PR #65, opened 2026-09-05
Maskable: masked_attributes and as_json(masked:) — carry the masks into serialized output

VSN2015:
## Summary

`Maskable` gives you `masked_email`, `masked_card`, … one reader at a time, but the place masking actually matters in an API is the JSON body — and today that means hand-assembling a hash or writing a serializer per audience. This wires the masks into the standard Rails serialization path.

- **`masked_attributes`** — every declared field masked, `String` keys like `attributes`: `{ "email" => "j***@x.com", "card" => "**** **** **** 4242" }`.
- **`as_json(masked: true)` / `to_json(masked: true)`** — implemented as a `serializable_hash(options)` override that calls `super` first, then swaps the declared fields' values for their masked forms. `only:`/`except:`/`methods:`/`include:` behave exactly as in Rails; a field those options drop stays dropped.
- **`masked: [:email]`** (or a single Symbol) — limit to a subset; an undeclared field raises `ArgumentError` naming the declared ones, so a typo can't silently leak a raw value.
- **Opt-in per call** — plain `as_json` / `to_json` are byte-for-byte unchanged. `render json: other_user.as_json(masked: true)` is the whole integration.
- `nil` masks to `nil` as before. Header comment, README and docs page updated (methods table, example, `include:` note).

## Changelog entry

```
### Added
- **Maskable**: `masked_attributes` (every declared field masked, keyed like `attributes`) and a
  `masked:` serialization option — `as_json(masked: true)` / `to_json(masked: true)` /
  `serializable_hash(masked: true)` swap the declared fields for their masked forms
  (`masked: [:email]` for a subset; undeclared fields raise). Composes with
  `only:`/`except:`/`methods:`/`include:`; plain serialization is unchanged.
```

## Test plan

- [x] `spec/concerns/models/maskable_spec.rb` — 7 new examples: `masked_attributes` shape + raw column untouched, `as_json(masked: true)` swaps declared fields only (undeclared `ssn`, `age`, `id` raw), no option → unchanged (`as_json` and `to_json`), subset via Array and Symbol, composition with `only:`/`except:`/`methods:` and `to_json`, undeclared-field error message, nil stays nil.
- [x] Full suite: 1264 examples, 0 failures. RuboCop clean.
- [x] README "Maskable" section gained a **Serialization** block; `docs/concerns/maskable.md` gained method rows, a worked example and a `serializable_hash`/`include:` gotcha.

### DIFF
--- a/lib/concerns_on_rails/models/maskable.rb
+++ b/lib/concerns_on_rails/models/maskable.rb
@@ -29,9 +29,17 @@ module ConcernsOnRails
     #   Proc         — used as-is (the caller owns the non-String guard)
     #
     # `mask:` sets the mask character (default "*") for the preset forms.
+    #
+    # Serialization: `masked_attributes` returns every declared field masked
+    # (String keys, like `attributes`), and `as_json(masked: true)` /
+    # `to_json(masked: true)` / `serializable_hash(masked: true)` swap the
+    # declared fields for their masked forms in the usual Rails serialization
+    # path — `masked: [:email]` limits it to a subset — so an API can render
+    # `user.as_json(masked: true)` without a serializer per audience.
     module Maskable
       extend ActiveSupport::Concern
 
+      LABEL = "ConcernsOnRails::Models::Maskable".freeze
       PRESETS = %i[email phone credit_card last4 all].freeze
 
       included do
@@ -55,7 +63,7 @@ module ConcernsOnRails
         end
       end
 
-      class_methods do
+      module ClassMethods
         private
 
         def resolve_masker(with, mask)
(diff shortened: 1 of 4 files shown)


lib/concerns_on_rails/models/maskable.rb
```diff
@@ -29,9 +29,17 @@ module Models
...
     # `mask:` sets the mask character (default "*") for the preset forms.
+    #
+    # Serialization: `masked_attributes` returns every declared field masked
+    # (String keys, like `attributes`), and `as_json(masked: true)` /
+    # `to_json(masked: true)` / `serializable_hash(masked: true)` swap the
+    # declared fields for their masked forms in the usual Rails serialization
+    # path — `masked: [:email]` limits it to a subset — so an API can render
+    # `user.as_json(masked: true)` without a serializer per audience.
     module Maskable
       extend ActiveSupport::Concern
```
VSN2015, line 40: The `masked_attributes` reader allows serializers to extract all masked values as a hash without calling each helper method individually.

lib/concerns_on_rails/models/maskable.rb
```diff
@@ -75,6 +83,41 @@ def resolve_masker(with, mask)
...
+
+      # Every declared field, masked, keyed like `attributes` (String keys):
+      #   user.masked_attributes  # => { "email" => "j***@x.com", "card" => "**** **** **** 4242" }
+      def masked_attributes
+        self.class.maskable_rules.to_h { |field, masker| [field.to_s, masker.call(self[field])] }
+      end
+
+      # `masked: true` (all declared fields) or `masked: [:email, ...]` swaps
+      # the masked form into the serialized hash — the entry point for
+      # `as_json` / `to_json` too. Fields dropped by `only:`/`except:` stay
```
VSN2015, line 95: Hooking into `as_json` seamlessly applies mask transformations to serialized output when `masked: true` is passed.

VSN2015 (commented):
LGTM! Integrating masking into serialization via `as_json(masked: true)` and `masked_attributes` eliminates custom serializer boilerplate for sensitive fields.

## What is being asked
Return the lines of the listing where the string "README" appears.

## Exercise solution
- `nil` masks to `nil` as before. Header comment, README and docs page updated (methods table, example, `include:` note).
- [x] README "Maskable" section gained a **Serialization** block; `docs/concerns/maskable.md` gained method rows, a worked example and a `serializable_hash`/`include:` gotcha.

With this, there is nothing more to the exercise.